* Required work *
Your output should be every line below, copied exactly.

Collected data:
---------------

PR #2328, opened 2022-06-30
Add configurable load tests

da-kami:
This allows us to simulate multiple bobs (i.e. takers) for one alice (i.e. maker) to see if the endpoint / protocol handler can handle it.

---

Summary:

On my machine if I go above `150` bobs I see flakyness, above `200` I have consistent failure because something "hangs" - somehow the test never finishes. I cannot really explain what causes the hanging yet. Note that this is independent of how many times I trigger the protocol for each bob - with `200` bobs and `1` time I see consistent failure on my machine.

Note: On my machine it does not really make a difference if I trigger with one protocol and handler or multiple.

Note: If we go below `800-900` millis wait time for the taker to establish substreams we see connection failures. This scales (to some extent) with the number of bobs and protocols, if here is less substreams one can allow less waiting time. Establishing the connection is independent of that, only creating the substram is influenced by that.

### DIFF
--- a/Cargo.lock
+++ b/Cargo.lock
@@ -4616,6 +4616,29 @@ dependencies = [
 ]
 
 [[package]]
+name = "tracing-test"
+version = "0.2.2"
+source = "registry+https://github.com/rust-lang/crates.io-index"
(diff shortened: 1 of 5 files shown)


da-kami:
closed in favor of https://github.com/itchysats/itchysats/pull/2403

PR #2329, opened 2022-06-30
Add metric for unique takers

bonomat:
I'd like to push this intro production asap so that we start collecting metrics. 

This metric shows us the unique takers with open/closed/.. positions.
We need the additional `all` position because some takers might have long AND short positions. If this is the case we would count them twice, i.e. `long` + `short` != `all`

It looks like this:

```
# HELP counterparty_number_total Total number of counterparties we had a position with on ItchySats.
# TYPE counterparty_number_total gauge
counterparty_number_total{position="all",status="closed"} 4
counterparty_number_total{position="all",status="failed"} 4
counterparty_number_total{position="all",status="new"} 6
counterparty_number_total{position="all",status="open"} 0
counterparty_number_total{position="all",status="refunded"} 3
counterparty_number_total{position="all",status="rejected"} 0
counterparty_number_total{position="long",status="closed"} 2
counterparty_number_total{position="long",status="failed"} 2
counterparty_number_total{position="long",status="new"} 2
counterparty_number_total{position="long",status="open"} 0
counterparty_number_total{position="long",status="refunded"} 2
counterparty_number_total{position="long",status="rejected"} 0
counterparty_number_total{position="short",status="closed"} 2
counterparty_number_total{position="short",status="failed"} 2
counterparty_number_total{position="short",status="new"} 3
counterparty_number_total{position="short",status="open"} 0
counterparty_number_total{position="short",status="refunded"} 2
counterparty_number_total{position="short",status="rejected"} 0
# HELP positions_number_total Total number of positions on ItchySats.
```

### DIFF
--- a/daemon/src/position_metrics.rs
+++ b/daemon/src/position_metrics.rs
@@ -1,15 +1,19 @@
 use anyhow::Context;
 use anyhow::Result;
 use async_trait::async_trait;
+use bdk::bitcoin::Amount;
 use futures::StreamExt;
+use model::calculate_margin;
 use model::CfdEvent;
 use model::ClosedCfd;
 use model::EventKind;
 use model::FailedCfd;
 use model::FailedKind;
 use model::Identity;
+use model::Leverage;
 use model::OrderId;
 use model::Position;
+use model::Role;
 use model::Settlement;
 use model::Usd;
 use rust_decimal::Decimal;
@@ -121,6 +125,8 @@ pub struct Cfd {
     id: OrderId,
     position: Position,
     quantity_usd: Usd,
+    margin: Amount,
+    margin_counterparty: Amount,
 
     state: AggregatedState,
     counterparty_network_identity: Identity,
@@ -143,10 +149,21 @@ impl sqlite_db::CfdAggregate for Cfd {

---------------

* Exercise response *
PR #2328, opened 2022-06-30
Add configurable load tests

da-kami:
This allows us to simulate multiple bobs (i.e. takers) for one alice (i.e. maker) to see if the endpoint / protocol handler can handle it.

---

Summary:

On my machine if I go above `150` bobs I see flakyness, above `200` I have consistent failure because something "hangs" - somehow the test never finishes. I cannot really explain what causes the hanging yet. Note that this is independent of how many times I trigger the protocol for each bob - with `200` bobs and `1` time I see consistent failure on my machine.

Note: On my machine it does not really make a difference if I trigger with one protocol and handler or multiple.

Note: If we go below `800-900` millis wait time for the taker to establish substreams we see connection failures. This scales (to some extent) with the number of bobs and protocols, if here is less substreams one can allow less waiting time. Establishing the connection is independent of that, only creating the substram is influenced by that.

### DIFF
--- a/Cargo.lock
+++ b/Cargo.lock
@@ -4616,6 +4616,29 @@ dependencies = [
 ]
 
 [[package]]
+name = "tracing-test"
+version = "0.2.2"
+source = "registry+https://github.com/rust-lang/crates.io-index"
(diff shortened: 1 of 5 files shown)


da-kami:
closed in favor of https://github.com/itchysats/itchysats/pull/2403

PR #2329, opened 2022-06-30
Add metric for unique takers

bonomat:
I'd like to push this intro production asap so that we start collecting metrics. 

This metric shows us the unique takers with open/closed/.. positions.
We need the additional `all` position because some takers might have long AND short positions. If this is the case we would count them twice, i.e. `long` + `short` != `all`

It looks like this:

```
# HELP counterparty_number_total Total number of counterparties we had a position with on ItchySats.
# TYPE counterparty_number_total gauge
counterparty_number_total{position="all",status="closed"} 4
counterparty_number_total{position="all",status="failed"} 4
counterparty_number_total{position="all",status="new"} 6
counterparty_number_total{position="all",status="open"} 0
counterparty_number_total{position="all",status="refunded"} 3
counterparty_number_total{position="all",status="rejected"} 0
counterparty_number_total{position="long",status="closed"} 2
counterparty_number_total{position="long",status="failed"} 2
counterparty_number_total{position="long",status="new"} 2
counterparty_number_total{position="long",status="open"} 0
counterparty_number_total{position="long",status="refunded"} 2
counterparty_number_total{position="long",status="rejected"} 0
counterparty_number_total{position="short",status="closed"} 2
counterparty_number_total{position="short",status="failed"} 2
counterparty_number_total{position="short",status="new"} 3
counterparty_number_total{position="short",status="open"} 0
counterparty_number_total{position="short",status="refunded"} 2
counterparty_number_total{position="short",status="rejected"} 0
# HELP positions_number_total Total number of positions on ItchySats.
```

### DIFF
--- a/daemon/src/position_metrics.rs
+++ b/daemon/src/position_metrics.rs
@@ -1,15 +1,19 @@
 use anyhow::Context;
 use anyhow::Result;
 use async_trait::async_trait;
+use bdk::bitcoin::Amount;
 use futures::StreamExt;
+use model::calculate_margin;
 use model::CfdEvent;
 use model::ClosedCfd;
 use model::EventKind;
 use model::FailedCfd;
 use model::FailedKind;
 use model::Identity;
+use model::Leverage;
 use model::OrderId;
 use model::Position;
+use model::Role;
 use model::Settlement;
 use model::Usd;
 use rust_decimal::Decimal;
@@ -121,6 +125,8 @@ pub struct Cfd {
     id: OrderId,
     position: Position,
     quantity_usd: Usd,
+    margin: Amount,
+    margin_counterparty: Amount,
 
     state: AggregatedState,
     counterparty_network_identity: Identity,
@@ -143,10 +149,21 @@ impl sqlite_db::CfdAggregate for Cfd {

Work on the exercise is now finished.